In what one expert described as "an absurd filing," the Trump administration told a federal judge on Friday that the Justice and Commerce departments "have been asked to reevaluate all available options" for including a citizenship question on the 2020 census, an effort which was effectively blocked by the U.S. Supreme Court last week.
The Supreme Court temporarily prevented the inclusion of the question on the grounds that the alleged rationale for doing so appeared "contrived," a ruling which was cautiously welcomed by civil liberties and immigrant rights groups who accused the administration of attempting to rig the next national survey to create an electoral advantage for "Republicans and Non-Hispanic Whites."
On Tuesday, a spokesperson for the Justice Department confirmed that the census would not include a citizenship question and Commerce Secretary Wilbur Ross said that "the Census Bureau has started the process of printing the decennial questionnaires without the question."
However, hours after Trump tweeted Wednesday morning that reports of Commerce dropping its quest to add the question were "FAKE" and "we are absolutely moving forward," Maryland U.S. District Judge George Hazel ordered the administration to provide an official update to the court by 2pm Friday.
The deadline provoked the Justice Department's Friday filing (pdf)--which, as BuzzFeed's Zoe Tillman explained in a Twitter thread, is not definitive and means that for now the Census Bureau will proceed with printing the census forms without the question.

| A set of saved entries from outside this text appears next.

PR #33571, opened 2025-02-12
Added hsts header via vercel.json

doublethink:
Changes to Cloudflare have necessitated migrating some header configurations to the Vercel layer.
The headers are necessary on all apps, only the subdomain and preload directive are needed on the www, but this will come after this change has been deployed.

Part of SEC-120


alaister (changes requested):
hey @doublethink,

Would you mind moving these to the `next.config.js` files as we already configure headers there, that way we don't have it in two places :)

doublethink:
> hey @doublethink,
> 
> Would you mind moving these to the `next.config.js` files as we already configure headers there, that way we don't have it in two places :)

Sure thing, was intended to avoid adding the header to localhost for development but I see we have a pattern to prevent that

alaister (approved):
LGTM!

I added `process.env.VERCEL === '1'` to your check since without it we would have HSTS on in local development (NEXT_PUBLIC_IS_PLATFORM === 'true' on local dev). Now it only runs on our hosted studio running on Vercel.

I also wanted to check if you want these headers on the root paths (`/`)? The `/:path*` check actually only applies to subpaths.

dshukertjr (approved):

staaldraad (approved):

PR #33573, opened 2025-02-12
add realtime toggle tracking

SaxonF:
Adds tracking for when a user toggles realtime on or off for a particular table. The goal is track _intention_ to enable and identify drop off between intention to use and successfully activating.


joshenlim (approved):
LGTM from FE end - verified on preview that the events are sent correctly when toggling on/off realtime from Table Editor

pamelachia (approved):
looks good to me too

PR #33578, opened 2025-02-13
fix(studio): correct bold font weight + csp

alaister:


joshenlim (approved):
minimally tested logging in

kevcodez (approved):

staaldraad (approved):

PR #33612, opened 2025-02-14
Feat/sidebar studio

MildTomato:

YES

### What kind of change does this PR introduce?

- Sidebar refactored to use shadcn
- Now features 'expanded', 'closed', and 'expand on hover' options.
- UserDropdown moved it its own file. 
  - We will probably use this later in the LayoutHeader.
- Old states removed from app-state
- User preferences updated to control sidebar behaviour.
- cmdk icon in sidebar changed to immediately open cmdk.

### Misc
- Old components for <NavigationBar /> can be removed in a follow up

https://github.com/user-attachments/assets/e0548883-c785-4a11-aa34-dd2f9b8dba30


apps/studio/components/interfaces/UserDropdown.tsx
```diff
@@ -0,0 +1,146 @@
+import { ProfileImage } from 'components/ui/ProfileImage'
```
MildTomato, line 1: old file can be removed

apps/studio/components/interfaces/UserDropdown.tsx
```diff
@@ -0,0 +1,146 @@
...
+              <ProfileImage
+                alt={profile?.username}
+                src={profile?.profileImageUrl}
+                className="w-7 h-7 rounded-md"
+              />
+            </div>
+            <span className="flex flex-col gap-0">
+              {profile?.username}
+              <span className="text-foreground-lighter text-xs">{profile?.primary_email}</span>
+            </span>
```
joshenlim, line 61: thinking we should use a different UI here for local set up?
image

joshenlim (approved):
LGTM! Verified on both hosted + local studio

apps/studio/components/interfaces/UserDropdown.tsx
MildTomato: oh, we could just hide it I suppose

MildTomato: should fix it?
https://github.com/supabase/supabase/commit/843f7437f263115fd57a80defe4feb3b2186316a

MildTomato: Fixed now, we have an alternative dropdown for local and self hosted.
thanks @joshenlim for flaggin!

saltcod (approved):
Checked hosted and local, looks great!

PR #33624, opened 2025-02-14
Fix height of storage panel

saltcod:
Just wraps the <autosizer> component in the flex-grow div. 
Problem seemed to be introduced with the layouts PR last week

The top storage item is always hidden behind the header:
https://share.cleanshot.com/6NDTxKXb

Note:  I checked the other instances of this InfiniteList component and all seem good to me.


joshenlim (approved):
Verified on staging preview where InfiniteList is being used:
- StorageExplorer List view
- TableEditorMenu
- NotificationsPopover
- SQL Editor search list

PR #33643, opened 2025-02-17
chore(pg-meta): migrate column-privileges

avallete:

Migrate code and tests for: https://github.com/supabase/postgres-meta/blob/master/src/lib/PostgresMetaColumnPrivileges.ts


packages/pg-meta/src/pg-meta-column-privileges.ts
```diff
@@ -0,0 +1,160 @@
...
+  includedSchemas,
+  excludedSchemas,
+  columnIds,
+  limit,
+  offset,
+}: {
+  includeSystemSchemas?: boolean
+  includedSchemas?: string[]
+  excludedSchemas?: string[]
+  columnIds?: string[]
```
avallete, line 51: **remark**

I introduced this new params for the columns privilege listing to easily reproduce the behavior of getting back the results after modifications of a column originally here:

https://github.com/supabase/postgres-meta/blob/8418eaab8d5f6d5b3d32cbc63c9d671376845c08/src/lib/PostgresMetaColumnPrivileges.ts#L88-L95

I did wonder if it would be better within a `retrieve` method. But since this can be an array of columnIds, `retrieve` seemed like a poor fit. `list` with a filter seems more appropriate. But happy to change and open to discussion.

packages/pg-meta/test/column-privileges.test.ts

Noting that the filing reveals the Justice Department's "lawyers have been instructed to devise/fabricate a new reason for imposing a citizenship question," Kristen Clarke, head of the National Lawyers' Committee for Civil Rights Under Law, said the development "marks a new low point for the federal government."
"This is complete politicization of DOJ's work being done to carry out the naked political and discriminatory goals of the White House," she added.

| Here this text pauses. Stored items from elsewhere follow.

PR #33645, opened 2025-02-17
chore(pg-meta): migrate indexes

avallete:

Migrate code from: https://github.com/supabase/postgres-meta/blob/master/src/lib/PostgresMetaIndexes.ts


packages/pg-meta/src/pg-meta-indexes.ts
```diff
@@ -0,0 +1,101 @@
...
+  is_clustered: z.boolean(),
+  is_valid: z.boolean(),
+  check_xmin: z.boolean(),
+  is_ready: z.boolean(),
+  is_live: z.boolean(),
+  is_replica_identity: z.boolean(),
+  key_attributes: z.string(),
+  collation: z.string(),
+  class: z.string(),
+  options: z.string(),
```
avallete, line 26: **issue**

During migration I noticed that those fields type definitions were wrong in our `postgres-meta` repository.

Those are defined as being array of numbers here: https://github.com/supabase/postgres-meta/blob/ca06061b4708971628134f95e49f254c2dfdfa7d/src/lib/types.ts#L199-L202

But at execution time those are converted in plain strings:
https://github.com/supabase/postgres-meta/blob/ca06061b4708971628134f95e49f254c2dfdfa7d/test/server/indexes.ts#L40

Their actual types are postgres `int2vector` and `oidvector` when the vector have more than one attribute, the result will be a concatenated string like so:

```
    key_attributes: '2 3',
    collation: '0 950',
    class: '1981 10028',
    options: '0 0',
 ```

In order to limit the breaking changes that would be introduced by the migration to the new repo, I've just changed the type to match the actual runtime result.

The alternative would be to add a `parseArray` for such types at the pg override level here:
https://github.com/supabase/postgres-meta/blob/ca06061b4708971628134f95e49f254c2dfdfa7d/src/lib/db.ts#L18

Since I'm unsure of the potential side effect of this (it could affect user running custom queries via `postgres-meta` ?) I could use a second opinion on this.


**Note:** If we choose to keep those as plain string, I'll make a PR on `postgres-meta` to reflect the actual type returned at runtime.

avallete: After discussion with @soedirgo decided to fix the query to return an array of integer: https://github.com/supabase/supabase/pull/33645/commits/34b014c61828caf0bc9ecc148c750f773b760852

Will port the fix to postgres-meta as it only require the proper casting at query level.

soedirgo (approved):

PR #33647, opened 2025-02-17
Chore/refactor e2e tests

joshenlim:
This PR sets up running E2E tests on our staging dashboard instead of only local - I didn't want to overwrite any of our existing set up for local test (which are running on a per PR basis) so have created a new folder `studio-tests`
- Running tests on local: `pnpm run test:local`
- Running tests on staging: `pnpm run test:staging`

Changes broadly include:
- Spec test files are split into “common” and “production” functionality so that we can reuse test files across environments
  - e.g common: table editor, logs explorer (what we currently have)
  - e.g production: org settings, project settings, etc
- The auth step to log into staging has also been set up although currently requires a manual intervention to solve the hcaptcha for now (Will need to address this eventually for us to automate E2E tests on staging)
- Separately, I also made some minor changes to the logs spec tests (didn’t update the one in local-studio-tests) to address some flakiness + redundancy
  - Navigate directly to the logs pages since the first test already covers navigating to logs pages from home page
  - Add some waits for requests in favor of timeouts

The potential intended strategy from here is that we:
- Still run tests on each PR (on local env dashboard)
- Turn off auto promotion of vercel deploys on our prod app
- Run E2E tests on staging after the PR has been merged
- Deploy app to prod after E2E tests passes

Just need to make sure that all these + the set up here makes sense 🙏


.github/workflows/local-studio-tests.yml
jordienr, line 1: Should we rename the file to studio-tests too?

jordienr (approved):
Code LGTM and everythings working locally 🔥

.github/workflows/local-studio-tests.yml
joshenlim: oh yup! can do :)

PR #33728, opened 2025-02-20
Test edge functions

SaxonF:
image

This introduces an edge function tester which is basically a simplified version of Postman that can be used to send requests to an edge function for testing. It adds a "test" button in an edge function page header which triggers a sheet that contains request configuration and response.

## Steps to test
1. Go to an edge function that is testable (will return a response)
2. Notice in top right there is no test button
3. Enable the `edgeFunctionCreate`flag
4. Notice there is now a test button
5. Click button and make sure it shows tester sheet
6. Add request details
7. send request and make sure response makes sense


joshenlim:
found some issues that i can help fix
- New function page clicking "Edge Function" leads to a 404, and is causing a full page refresh (Due to not using the Link component from next/link)
- Clicking on the example doesnt render the code in the editor (I don't think Local Storage is the right solution here tbh)

joshenlim (approved):
LGTM! Tested on staging preview :)

PR #33730, opened 2025-02-20
chore: remove event enums

loong:

YES

Removing enums inspired by @kamilogorek 

## Spot checks

Checked manually a few events locally just making sure they all send as usual

* `organization_created`
* `project_creation_simple_version_submitted `
* `project_created `
* `assistant_prompt_submitted`
* `project_removed`
* `realtime_inspector_filters_applied` (on an existing project instead of the newly created one)
* `organization_removed` (on a different org than the newly created one)


pamelachia (approved):
tested in preview that events get to posthog fine. not sure how else to further test. Also saw that if I rename the actions it would not be an acceptable type if they're not in telemetry-constants

staaldraad (approved):

saltcod (approved):
Tested a bunch of events on staging and lgtm!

Summarizing the filing, Rick Hasen--a professor of law and political science at University of California, Irvine--tweeted: "This is par for the course with this administration: Sorry if we were acting with discriminatory intent before. Give us a do over and we'll do a better job hiding our real intent."
In response to the filing, voting rights expert Ari Berman reported for Mother Jones that "Hazel reopened discovery in a case looking at whether the administration added the question to intentionally discriminate against Hispanics, based on smoking-gun evidence, uncovered after the death of the GOP's longtime gerrymandering mastermind, Thomas Hofeller, showing that he had pushed for the question in order to draw new political districts that he said would be 'advantageous to Republicans and Non-Hispanic Whites.'"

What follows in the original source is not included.